### How to complete this task
Everything from the line containing "PR #63, opened 2021-04-14" to the end of the listing is to be set down exactly, both ends included, and nothing before it.

....................

PR #55, opened 2021-03-17
Np 2318 incomplete publication dates

axthosarouris:


search-resources-dynamodb-trigger/src/test/java/no/unit/nva/publication/DynamoDBStreamHandlerTest.java
```diff
@@ -369,30 +369,7 @@ private DeleteResponse mockDeleteResponse() {
     }
 
 
-    //
-    //
```
axthosarouris, line 373: Test was deleted, because we do not do anything specific with incomplete dates. Right now we do as before, namely we copy the year month and date. This is tested in previous tests.

svenngjeto (approved):

brinxmat (approved):

torarnet (approved):

PR #56, opened 2021-03-18
Np 2318 empty contributor list

axthosarouris:


search-resources-dynamodb-trigger/src/test/java/no/unit/nva/publication/DynamoDBStreamHandlerTest.java
```diff
@@ -369,48 +369,6 @@ private DeleteResponse mockDeleteResponse() {
     }
 
 
-
```
axthosarouris, line 372: These tests we replaced by tests in IndexDocumentTest

brinxmat (approved):

PR #63, opened 2021-04-14
bugfix: re-enable resource-deletion

axthosarouris:


template.yaml
```diff
@@ -556,5 +556,52 @@ Resources:
             Type: SQS
             Destination: !GetAtt ResourcesIndexerDLQ.Arn
 
+  DeleteResources:
```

....................

### Answer section
PR #63, opened 2021-04-14
bugfix: re-enable resource-deletion

axthosarouris:


template.yaml
```diff
@@ -556,5 +556,52 @@ Resources:
             Type: SQS
             Destination: !GetAtt ResourcesIndexerDLQ.Arn
 
+  DeleteResources:
```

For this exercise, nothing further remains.